Stored data entries
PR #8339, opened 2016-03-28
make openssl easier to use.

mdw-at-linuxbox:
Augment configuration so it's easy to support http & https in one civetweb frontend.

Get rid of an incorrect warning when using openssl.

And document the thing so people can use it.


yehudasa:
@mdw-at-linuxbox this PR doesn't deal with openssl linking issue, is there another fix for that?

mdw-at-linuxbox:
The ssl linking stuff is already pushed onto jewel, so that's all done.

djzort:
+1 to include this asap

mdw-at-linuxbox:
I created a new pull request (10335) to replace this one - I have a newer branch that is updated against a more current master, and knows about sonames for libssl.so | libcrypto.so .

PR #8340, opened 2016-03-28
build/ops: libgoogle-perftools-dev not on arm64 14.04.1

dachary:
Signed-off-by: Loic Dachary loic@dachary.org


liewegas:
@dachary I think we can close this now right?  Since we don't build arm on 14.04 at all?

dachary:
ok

Assignment: Please quote the records above exactly, without skipping a line.

Result of this exercise:
PR #8339, opened 2016-03-28
make openssl easier to use.

mdw-at-linuxbox:
Augment configuration so it's easy to support http & https in one civetweb frontend.

Get rid of an incorrect warning when using openssl.

And document the thing so people can use it.


yehudasa:
@mdw-at-linuxbox this PR doesn't deal with openssl linking issue, is there another fix for that?

mdw-at-linuxbox:
The ssl linking stuff is already pushed onto jewel, so that's all done.

djzort:
+1 to include this asap

mdw-at-linuxbox:
I created a new pull request (10335) to replace this one - I have a newer branch that is updated against a more current master, and knows about sonames for libssl.so | libcrypto.so .

PR #8340, opened 2016-03-28
build/ops: libgoogle-perftools-dev not on arm64 14.04.1

dachary:
Signed-off-by: Loic Dachary loic@dachary.org


liewegas:
@dachary I think we can close this now right?  Since we don't build arm on 14.04 at all?

dachary:
ok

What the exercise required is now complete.